SECURITIES AND EXCHANGE COMMISSION

Washington, D.C. 20549

 

FORM 8-K

 

CURRENT REPORT

PURSUANT TO SECTION 13 OR 15(d) OF THE

SECURITIES EXCHANGE ACT OF 1934

 

May 28, 2014

(Date of earliest event reported)

 

CONSOLIDATED WATER CO. LTD.

(Exact Name of Registrant as Specified in Charter)

 

Cayman Islands, B.W.I. 0-25248 98-0619652
(State or Other Jurisdiction
of Incorporation)
(Commission File No.) (IRS Employer Identification No.)

  

Regatta Office Park

Windward Three, 4th Floor

West Bay Road, P.O. Box 1114

Grand Cayman, KY1-1102

Cayman Islands

(Address of Principal Executive Offices)

 

(345) 945-4277

(Registrant’s telephone number, including area code)

 

Not Applicable

(Former Name or Former Address, if Changed Since Last Report)

 

Check the appropriate box below if the Form 8-K filing is intended to simultaneously satisfy the filing obligation of the registrant under any of the following provisions (see General Instructions A.2. below):

 

¨ Written communications pursuant to Rule 425 under the Securities Act (17 CFR 230.425)

¨ Soliciting material pursuant to Rule 14a-12 under the Exchange Act (17 CFR 240.14a-12)

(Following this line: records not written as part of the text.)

PR #392, opened 2023-09-13
Add support for "[uint, uint]" as label

### LINKED ISSUE #391: svelteserver errors for open brackets `(`
Screenshot from 2023-09-13 11-24-16
Screenshot from 2023-09-13 11-23-43

andlrc:
Closes #391

### DIFF
--- a/autoload/lsp/completion.vim
+++ b/autoload/lsp/completion.vim
@@ -477,7 +477,9 @@ def g:LspOmniFunc(findstart: number, base: string): any
 
     var [triggerKind, triggerChar] = GetTriggerAttributes(lspserver)
     if triggerKind < 0
-      return -1
+      # previous character is not a keyword character or a trigger character,
+      # so cancel omni completion.
+      return -2
     endif
 
     # first send all the changes in the current buffer to the LSP server
@@ -509,7 +511,7 @@ def g:LspOmniFunc(findstart: number, base: string): any
       return v:none
     endif
 
-    var res: list<dict<any>> = lspserver->get('completeItems', [])
+    var res: list<dict<any>> = lspserver.completeItems
     var prefix = lspserver.omniCompleteKeyword
 
     # Don't attempt to filter on the items, when "isIncomplete" is set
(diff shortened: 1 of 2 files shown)


autoload/lsp/signature.vim
```diff
@@ -92,9 +92,15 @@ export def SignatureHelp(lspserver: dict<any>, sighelp: any): void
   if sig->has_key('parameters') && sighelp->has_key('activeParameter')
     var params_len = sig.parameters->len()
     if params_len > 0 && sighelp.activeParameter < params_len
-      var label: string = sig.parameters[sighelp.activeParameter].label
-      hllen = label->len()
-      startcol = text->stridx(label)
+      // label = string | [uint, uint]
```
Shane-XB-Qian, line 95: 1, '//' is wrong comment string;
2, '[unit, unit]' was that really matching the lsp specification?

Shane-XB-Qian (changes requested):

autoload/lsp/signature.vim
```diff
@@ -92,9 +92,15 @@ export def SignatureHelp(lspserver: dict<any>, sighelp: any): void
...
-      var label: string = sig.parameters[sighelp.activeParameter].label
-      hllen = label->len()
-      startcol = text->stridx(label)
+      # label = string | [uint, uint]
+      var label = sig.parameters[sighelp.activeParameter].label
+      if label->type() == v:t_string
+        hllen = label->len()
+        startcol = text->stridx(label)
+      else
+        startcol = label[0]
```
yegappan, line 101: According to the spec:

The offsets are based on a UTF-16 string representation as `Position` and `Range` does.

So this needs a conversion to a UTF-8 offset.

andlrc: Good point. I'll not have time until next week to look at this. I also think it's worth investigating if [`ClientCapabilities.general.positionEncodings`](https://microsoft.github.io/language-server-protocol/specifications/lsp/3.17/specification/#positionEncodingKind) should be taken into account.

PR #396, opened 2023-09-19
fix: inlay hints maybe emit too early

### LINKED ISSUE #395: Inlay hints callback corruption?
I've noticed a weird behaviour with the gopls language server. I can consistently reproduce it on bigger projects, where I assume the `textDocument/inlayHint` request takes a long time.

The first symptom was that the workspace never finished loading so no LSP functionality worked. But I was receiving this error:

```
Error: request textDocument/inlayHint failed (no result)
```

It seemed weird that the result would be empty, but no error from the server so I extended the error message like so:

```diff
-util.ErrMsg($'request {method} failed (no result)')
+util.ErrMsg($'request {method} failed (no result): {reply->string()}')
```

And it revealed something curious. This is the error I'm getting:

```
Error: request textDocument/inlayHint failed (no result): 
{'method': 'workspace/configuration', 'jsonrpc': '2.0', 'id': 2, 'params': {'items': [{'section': 'gopls'}]}}
```

So I'm receiving a `workspace/configuration` response in the `textDocument/inlayHint` callback??

---

```
var servers = [
  {
    name: 'gopls',
    path: 'gopls',
    args: ['serve'],
    filetype: ['go', 'gomod', 'gowork', 'gotmpl', 'gohtmltmpl', 'gotexttmpl'],
    syncInit: true,
    debug: true,
    traceLevel: 'verbose',
    rootSearch: ['go.work', 'go.mod'],
    workspaceConfig: {
      gopls: {
        analyses: {
          nilness: true,
          unusedparams: true,
          unusedwrite: true,
          useany: true,
        },
        hoverKind: 'FullDocumentation',
        linksInHover: false,
        gofumpt: true,
        completeUnimported: true,
        # semanticTokens: false,
        staticcheck: true,
        usePlaceholders: true,
        completionDocumentation: true,
        codelenses: {
          generate: true,
          test: true,
          run_vulncheck_exp: true,
        },
        hints: {
          assignVariableTypes: false,
          compositeLiteralFields: true,
          compositeLiteralTypes: false,
          constantValues: true,
          functionTypeParameters: true,
          parameterNames: true,
          rangeVariableTypes: true,
        },
      }
    }
  }
]

var opts = {
  autoComplete: true,
  autoHighlight: true,
  highlightDiagInline: true,
  showDiagOnStatusLine: true,
  showInlayHints: true,
  snippetSupport: true,
  vsnipSupport: true,
}

g:LspAddServer(servers)
g:LspOptionsSet(opts)
```

Shane-XB-Qian:
closes #395

### DIFF
--- a/autoload/lsp/inlayhints.vim
+++ b/autoload/lsp/inlayhints.vim
@@ -95,7 +95,7 @@ def LspInlayHintsUpdate(bnr: number)
     # When running tests, update the inlay hints immediately
     InlayHintsTimerCb(lspserver, bnr, -1)
   else
-    timerid = timer_start(800, function('InlayHintsTimerCb', [lspserver, bnr]))
+    timerid = timer_start(600, function('InlayHintsTimerCb', [lspserver, bnr]))
     setbufvar(bnr, 'LspInlayHintsTimer', timerid)
   endif
 enddef
--- a/autoload/lsp/inlayhints.vim
+++ b/autoload/lsp/inlayhints.vim
@@ -76,7 +76,7 @@ enddef
 
 # Update all the inlay hints.  A timer is used to throttle the updates.
 def LspInlayHintsUpdate(bnr: number)
-  if !bnr->getbufvar('LspInlayHintsNeedsUpdate', true)
+  if !bnr->getbufvar('LspInlayHintsNeedsUpdate', false)
     return
   endif
 
@@ -87,7 +87,7 @@ def LspInlayHintsUpdate(bnr: number)
   endif
 
   var lspserver: dict<any> = buf.BufLspServerGet(bnr, 'inlayHint')
-  if lspserver->empty()
+  if lspserver->empty() || !lspserver.ready
     return
   endif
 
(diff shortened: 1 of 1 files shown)


yegappan:
Based on the comments in #395, it looks like this doesn't really fix that problem.

autoload/lsp/inlayhints.vim
```diff
@@ -87,15 +87,15 @@ def LspInlayHintsUpdate(bnr: number)
   endif
 
   var lspserver: dict<any> = buf.BufLspServerGet(bnr, 'inlayHint')
```
yegappan, line 89: The BufLspServerGet() function already checks whether the LSP server is ready or not.  It returns the LSP server that is ready.  So there is no need to check for the ready flag below.

Shane-XB-Qian:
> Based on the comments in #395, it looks like this doesn't really fix that problem.

no, if no this, regardingless project size, it would be high possibility failed,
seems gopls really was a bit delay (not really ready) to response,
besides this is a refine to inlay hints code anyway,
so this PR is required.

-- 
shane.xb.qian

autoload/lsp/inlayhints.vim
Shane-XB-Qian: yea, but i was thinking it was missing something, or anyway inlay hint was not ready anyway.

Shane-XB-Qian:
thanks to that patch on channel, i reduced the value of delay a bit, should be a balanced value now, wish so.

Shane-XB-Qian:
or let it be, since that channel patch perhaps was better or good enough.

PR #9460, opened 2025-12-14
fix: correct MDN typo and update whitespace link

Efimish:
- Fixed typo in link label (`DMN` → `MDN`)
- Updated MDN link to the current canonical URL (avoids 301 redirect)


Efimish:
I found another occurrence of the same typo (DMN) and added a fix in a follow-up commit to this PR.

PR #9515, opened 2026-01-04
fixing redis typo -> added "Setting" word

Rajeshsaharan:
Settings word is added to node


jcanalesluna:
Thanks for the feedback! I close the PR now because node changes are only possible through backoffice. I've fixed the type already, but it may take some time to be displayed on the page due to the cache policy.

PR #9517, opened 2026-01-05
fixing-typo for Prefect in data_engineering roadmap

akshaytayade:
fixed the typo for the node containing details of Prefect which is written as Perfect.

change in: developer-roadmap\src\data\roadmaps\data-engineer\data-engineer.json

¨ Pre-commencement communications pursuant to Rule 14d-2(b) under the Exchange Act (17 CFR 240.14d-2(b))

¨ Pre-commencement communications pursuant to Rule 13e-4(c) under the Exchange Act (17 CFR 240.13e-4(c))

 

 
 

 

Item 5.07 Submission of Matters to a Vote of Security Holders.

 

On May 28, 2014, Consolidated Water Co. Ltd. (the “Company”) held its Annual General Meeting of Shareholders, at which the following items were voted upon:

 

(1) Election of Directors:

 

The following nominees were elected as directors to serve until the 2017 Annual General Meeting of Shareholders by votes as follows:

 

Nominee   For   Against   Abstain
Carson K. Ebanks   7,385,194   0   156,214
Richard L. Finlay   7,191,615   0   349,793
Clarence B. Flowers, Jr.   7,190,544   0   350,864
Frederick W. McTaggart   7,432,142   0   109,266

 

There were 4,582,113 broker non-votes in the election of directors.

 

(2) Non-binding advisory vote on executive compensation:

 

The proposal to approve, by a non-binding advisory vote, the compensation of the Company’s named executive officers disclosed in the Company’s 2014 proxy statement was not approved, and the votes were as follows:

 

For   Against   Abstain
3,520,813   3,774,326   246,269

 

There were 4,582,113 broker non-votes on this proposal.

 

(3) Ratification of the Appointment of Independent Registered Public Accounting Firm:

 

The proposal to ratify the appointment of Marcum LLP as the independent registered public accounting firm of the Company for the fiscal year ending December 31, 2014, at the remuneration to be determined by the Audit Committee of the Board of Directors was approved by votes as follows:

 

For   Against   Abstain
11,965,599   82,421   75,501

 

There were no broker non-votes on this proposal.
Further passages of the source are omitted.